Abstract:Foundation models based on prior-data fitted networks (PFNs) have shown strong empirical performance in causal inference by framing the task as an in-context learning problem.However, it is unclear whether PFN-based causal estimators provide uncertainty quantification that is consistent with classical frequentist estimators. In this work, we address this gap by analyzing the frequentist consistency of PFN-based estimators for the average treatment effect (ATE). (1) We show that existing PFNs, when interpreted as Bayesian ATE estimators, can exhibit prior-induced confounding bias: the prior is not asymptotically overwritten by data, which, in turn, prevents frequentist consistency. (2) As a remedy, we suggest employing a calibration procedure based on a one-step posterior correction (OSPC).

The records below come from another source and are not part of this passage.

Issue #963, opened 2018-04-25
Octavia loadbalancer implementation incorrectly uses "tenant_id" rather than "project_id"


waynr:
For reference in the Octavia source code see:
https://github.com/openstack/octavia/blob/54a4cf00cf304b108013ca4487c138c13f30983d/octavia/api/v2/types/load_balancer.py#L45

For reference in the Octavia docs see:
https://developer.openstack.org/api-ref/load-balancer/v2/index.html#show-load-balancer-details

I can also verify from experience that https://github.com/gophercloud/gophercloud/blob/e25975f29734719dc6071b3683ca40dbb1937cc1/openstack/loadbalancer/v2/loadbalancers/results.go#L21 always ends up being an empty string and changing `tenant_id` to `project_id` fixes it in my vendored gophercloud source.

jtopjian:
@waynr Thanks! We noticed this while we were adding the L7Policy stuff. I think @lingxiankong was going to follow-up with a patch. @lingxiankong would you still be able to work on this?

lingxiankong:
@jtopjian yeah, sure, it's still on my TODO list, sorry for some delay as I am working with openlab guys to fix some issue I met with the octavia-ingress-controller. 

@waynr please let me know if you are going to fix by yourself, so we won't duplicate effort :-)

jtopjian:
> please let me know if you are going to fix by yourself, so we won't duplicate effort :-)

+ 1

No worries if you don't have time, the above quote is exactly what I was more concerned about. If no one has time, I don't mind doing it, either. :)

lingxiankong:
@jtopjian let's wait for @waynr's answer, I can definitely do that if he is unavailable.

waynr:
I'll let someone else take this one, there are a couple other project/tenant id related issues i want to file coming out of the same work that led me to discover this one.

lingxiankong:
Then I'll take this one.

jtopjian:
Fixed in #964

PR #964, opened 2018-04-27
Use 'project_id' for octavia resources

lingxiankong:
For #963

According to Octavia API document
https://developer.openstack.org/api-ref/load-balancer/v2/index.html
'tenant_id' is no longer supported.


lingxiankong:
@jtopjian this patch is ready for review

Issue #970, opened 2018-05-03
Container v1: Move testing files to testing directory


jtopjian:
I didn't catch in #954 that some testing files were not in the `testing` directory. This is a side-effect of the orchestration testing files not being contained in the `testing` directory. However, since it's possible to easily clean this up, it should.

jtopjian:
Fixed in #971

PR #971, opened 2018-05-03
Container v1: Move testing files to testing directory

jtopjian:
For #970 

/cc @kevin-zhaoshuai


kevin-zhaoshuai:
@jtopjian  +1 Thanks for tweaking code.

Issue #972, opened 2018-05-03
Identity V3: Policies CRUD


zhangzujian:
- [x] List (#973)
- [x] Create (#981)
- [x] Get (#1000)
- [x] Update (#1001)
- [x] Delete (#999)

API reference:
[Identity API v3 - Policies](https://developer.openstack.org/api-ref/identity/v3/#policies)

Python source code:

List:
https://github.com/openstack/keystone/blob/master/keystone/policy/controllers.py#L51
https://github.com/openstack/keystone/blob/master/keystone/policy/core.py#L57
https://github.com/openstack/python-keystoneclient/blob/master/keystoneclient/v3/policies.py#L82

Create:
https://github.com/openstack/keystone/blob/master/keystone/policy/controllers.py#L41
https://github.com/openstack/keystone/blob/master/keystone/policy/core.py#L42
https://github.com/openstack/python-keystoneclient/blob/master/keystoneclient/v3/policies.py#L52

Get:
https://github.com/openstack/keystone/blob/master/keystone/policy/controllers.py#L59
https://github.com/openstack/keystone/blob/master/keystone/policy/core.py#L47
https://github.com/openstack/python-keystoneclient/blob/master/keystoneclient/v3/policies.py#L69

Update:
https://github.com/openstack/keystone/blob/master/keystone/policy/controllers.py#L65
https://github.com/openstack/keystone/blob/master/keystone/policy/core.py#L50
https://github.com/openstack/python-keystoneclient/blob/master/keystoneclient/v3/policies.py#L94

Delete:
https://github.com/openstack/keystone/blob/master/keystone/policy/controllers.py#L74
https://github.com/openstack/keystone/blob/master/keystone/policy/core.py#L64
https://github.com/openstack/python-keystoneclient/blob/master/keystoneclient/v3/policies.py#L114

jtopjian:
@zhangzujian If you plan on implementing all of Policies, you can modify this issue to house all PRs so you don't have to open a new issue for each related PR.

See https://github.com/gophercloud/gophercloud/issues/539 for a possible template to use.

jtopjian:
@zhangzujian Thank you for implementing this :)

:tada:

PR #973, opened 2018-05-03
Identity V3: List Policies

zhangzujian:
For #972 

API reference:
[Identity API v3 - List Policies](https://developer.openstack.org/api-ref/identity/v3/#list-policies)

Python source code:
https://github.com/openstack/keystone/blob/master/keystone/policy/routers.py#L21
https://github.com/openstack/keystone/blob/master/keystone/policy/controllers.py#L51
https://github.com/openstack/keystone/blob/master/keystone/policy/core.py#L57
https://github.com/openstack/python-keystoneclient/blob/master/keystoneclient/v3/policies.py#L82

Acceptance testing will be added after other policy APIs are supported.

### DIFF
--- a/acceptance/openstack/identity/v3/policies_test.go
+++ b/acceptance/openstack/identity/v3/policies_test.go
@@ -1,0 +1,29 @@
+// +build acceptance
+
+package v3
+
+import (
+	"testing"
+
+	"github.com/gophercloud/gophercloud/acceptance/clients"
+	"github.com/gophercloud/gophercloud/acceptance/tools"
+	"github.com/gophercloud/gophercloud/openstack/identity/v3/policies"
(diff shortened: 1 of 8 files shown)


zhangzujian:
Ready for review.

jtopjian:
@zhangzujian This looks perfect - nice work :)

Would it be possible to include an acceptance test?

jtopjian:
err - sorry, I just read this note:

> Acceptance testing will be added after other policy APIs are supported.

It's OK if no policies are returned. The test will simply verify the List call works without error. Later when it's possible to create policies, we can redo the List test.

jtopjian:
@zhangzujian Thank you :)

I'll wait until the OpenLab tests are done. If it fails, that's OK -- it's a separate issue. I've tested this myself and it works.

PR #979, opened 2018-05-03
Messaging Message GetMessages

problemv:
For #836

code in this PR:

https://github.com/openstack/zaqar/blob/8e0dd9763aba67bb7094cf92312daeba8d087866/zaqar/transport/wsgi/v2_0/messages.py#L254

### DIFF
--- a/openstack/messaging/v2/messages/requests.go
+++ b/openstack/messaging/v2/messages/requests.go
@@ -174,3 +174,37 @@ func PopMessages(client *gophercloud.ServiceClient, queueName string, opts PopMe
 	r.Err = err
 	return
 }
+
+// GetMessagesOptsBuilder allows extensions to add additional parameters to the
+// GetMessages request.
+type GetMessagesOptsBuilder interface {
+	ToGetMessagesListQuery() (string, error)
+}
+
+// GetMessagesOpts params to be used with GetMessages.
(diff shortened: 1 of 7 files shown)


problemv:
@jtopjian Sorry about the small hiatus. This is ready for review. :)

Quick note: There is a follow up function just for get which is to get a single message hence this function is called GetMessages.

openstack/messaging/v2/messages/requests.go
```diff
@@ -174,3 +174,37 @@ func PopMessages(client *gophercloud.ServiceClient, queueName string, opts PopMe
...
+
+// GetMessagesOptsBuilder allows extensions to add additional parameters to the
+// GetMessages request.
+type GetMessagesOptsBuilder interface {
+	ToGetMessagesListQuery() (string, error)
+}
+
+// GetMessagesOpts params to be used with GetMessages.
+type GetMessagesOpts struct {
+	Ids []string `q:"ids,omitempty"`
```
jtopjian: Let's use IDs here to match the `Delete` function.

problemv:
@jtopjian No problem my bad! fixed :)

jtopjian:
LGTM - thanks! 

The OpenLab failure is ignorable -- it's a separate issue being worked on.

We show that the OSPC helps to restore frequentist consistency and can yield a semi-parametric Bernstein-von Mises theorem for calibrated PFNs (i.e., both the calibrated PFN-based estimators and the classical semi-parametric efficient estimators converge in distribution with growing data size). (3) Finally, we implement OSPC through tailoring martingale posteriors on top of the PFNs. In this way, we are able to recover functional nuisance posteriors from PFNs, required by the OSPC. In multiple (semi-)synthetic experiments, PFNs calibrated with our martingale posterior OSPC produce ATE uncertainty that (i) asymptotically matches frequentist uncertainty and (ii) is well calibrated in finite samples in comparison to other Bayesian ATE estimators.